Moore’s law states that the level of technology and computing power should double every two years, and so far the postulate hasn’t been wrong in more than 50 years. A group of IBM scientists have now managed to develop a data storage technique which allows for information to be stored with as little as 12 atoms, thousands of times less atoms than it is currently required for a single bite. Gordon Moore, the Intel co-founder, would have been proud.

Storing a single bit of data on a disk drive requires one million atoms of magnetized storage medium, and this is valid only for the most advanced storage devices currently available today. The new research from IBM suggests that, eventually, in the not so distant future storage devices could be developed at 1/83,000th the scale of today’s disk drives.

“Magnetic materials are extremely useful and strategically important to many major economies, but there aren’t that many of them,” said Shan X. Wang, director of the Center for Magnetic Nanotechnology at Stanford University. “To make a brand new material is very intriguing and scientifically very important.”

The current magnetic storage devices, like the hard-drive currently in use by your computer which basically allows for information like the one on this website to be read and stored, are made out of ferromagnetic materials like iron or nickel. When these materials are exposed to a magnetic field, their magnetic poles line up in the same direction. These materials have worked very well until now, as far as conventional hard drives or micro chips are concerned, however when miniaturization is concerned, at a certain scale bits start to interfe with each other. Antiferromagnetism works in the opposite direction, with a highly important distinction – the orbits of unpaired electrons don’t align to the same direction. Thus atoms in manganese oxide, a material that works well for this, atoms align head to foot such that the North magnetic pole of each atom seeks the South magnetic pole of the other.

Using antiferrogmanetism, the team of researchers from IBM’s Almaden Research Center, led by Andreas Heinrich, managed to create a swathe of material with a much denser magnetic pallet than conventional ferromagnetic devices.  The researchers used a scanning tunneling microscope, a device the size of a washing machine, not only to pin point at an atomic scale, but also accurately position individual atoms together, and engineer 12 antiferromagnetically coupled atoms. This is the the smallest number of atoms with which one can create a magnetic bit in which it is possible to store information.

Heading towards a golden computing age

An atomically assembled array of 96 iron atoms containing one byte of magnetic information in antiferromagnetic states. (c) IBM Research-Almaden
An atomically assembled array of 96 iron atoms containing one byte of magnetic information in antiferromagnetic states. (c) IBM Research-Almaden

To demonstrate the antiferrogmantic storage effect, the IBM researchers created a computer byte, the equivalent of one character, out of an individually placed array of 96 atoms.   They then used the array to encode the I.B.M. motto “Think” by repeatedly programming the memory block to store representations of its five letters.  Also, as if the sheer scale of this technology wasn’t amazing enough, the IBM researchers observed that, albeit in very small numbers the atoms display some quantum mechanical characteristics – simultaneously existing in both “spin” states, in effect 1 and 0 at the same time. This could have remarkable implications for quantum computing development.

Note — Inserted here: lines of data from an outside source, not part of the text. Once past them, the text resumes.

PR #1690, opened 2015-03-03
Added SELinux rules to restrict pid and tmp file management

dkliban:
This patch also adds back some lines of pulp.spec file that were
accidently removed in
https://github.com/pulp/pulp/commit/f4d2de05d58f71e9baccd18e0ce8020c3e80d6fb

### DIFF
--- a/pulp.spec
+++ b/pulp.spec
@@ -174,12 +174,12 @@ mkdir -p %{buildroot}/%{_sysconfdir}/default/
 mkdir -p %{buildroot}/%{_sysconfdir}/httpd/conf.d/
 mkdir -p %{buildroot}/%{_usr}/lib/%{name}/plugins
 mkdir -p %{buildroot}/%{_usr}/lib/%{name}/plugins/types
-mkdir -p %{buildroot}/%{_var}/lib/%{name}/celery
 mkdir -p %{buildroot}/%{_var}/lib/%{name}/uploads
 mkdir -p %{buildroot}/%{_var}/lib/%{name}/published
 mkdir -p %{buildroot}/%{_var}/lib/%{name}/static
 mkdir -p %{buildroot}/%{_var}/www
 mkdir -p %{buildroot}/%{_var}/cache/%{name}
+mkdir -p %{buildroot}/%{_var}/run/%{name}
 # These directories are used for Nodes
 mkdir -p %{buildroot}/%{_var}/lib/%{name}/nodes/published/http
 mkdir -p %{buildroot}/%{_var}/lib/%{name}/nodes/published/https
@@ -384,13 +384,13 @@ Pulp provides replication, access, and accounting for software repositories.
 # - apache:apache
 %defattr(-,apache,apache,-)
 %dir %{_var}/lib/%{name}
-%{_var}/lib/%{name}/celery
 %{_var}/lib/%{name}/published
 %{_var}/lib/%{name}/static
 %{_var}/lib/%{name}/uploads
 %dir %{_var}/log/%{name}
 %{_var}/www/pub
 %{_var}/cache/%{name}/
+%{_var}/run/%{name}/
 # Install the docs
 %defattr(-,root,root,-)
 %doc README LICENSE COPYRIGHT
--- a/server/etc/default/upstart_pulp_celerybeat
+++ b/server/etc/default/upstart_pulp_celerybeat
@@ -9,7 +9,7 @@ CELERYBEAT_LOG_LEVEL="INFO"
 # CELERYBEAT_PID_FILE="/var/run/pulp/celerybeat.pid"
 
 # The user that Celerybeat runs as must be able to write to this folder
-CELERYBEAT_OPTS="--workdir=/var/lib/pulp/celery/"
+CELERYBEAT_OPTS="--workdir=/var/run/pulp/"
 
 # Configure Python's encoding for writing all logs, stdout and stderr
 PYTHONIOENCODING="UTF-8"
--- a/server/selinux/server/pulp-celery.te
+++ b/server/selinux/server/pulp-celery.te
@@ -8,12 +8,19 @@ init_daemon_domain(celery_t, celery_exec_t)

This technology might take many years for regular consumers to experience

Now, although this latest gem from IBM will allow for storage devices to be built at a fraction of the current size and power consumption, don’t expect it to become commercially available to the general public for a pretty long while. The researchers were capable of holding on to a data bit for several hours at a temperature close to absolute zero, along with other conditions remarkably difficult to reach. Also, manufacturing-wise it will take some time probably before an automatic method of arranging, placing and manipulating individual atoms in the proper array.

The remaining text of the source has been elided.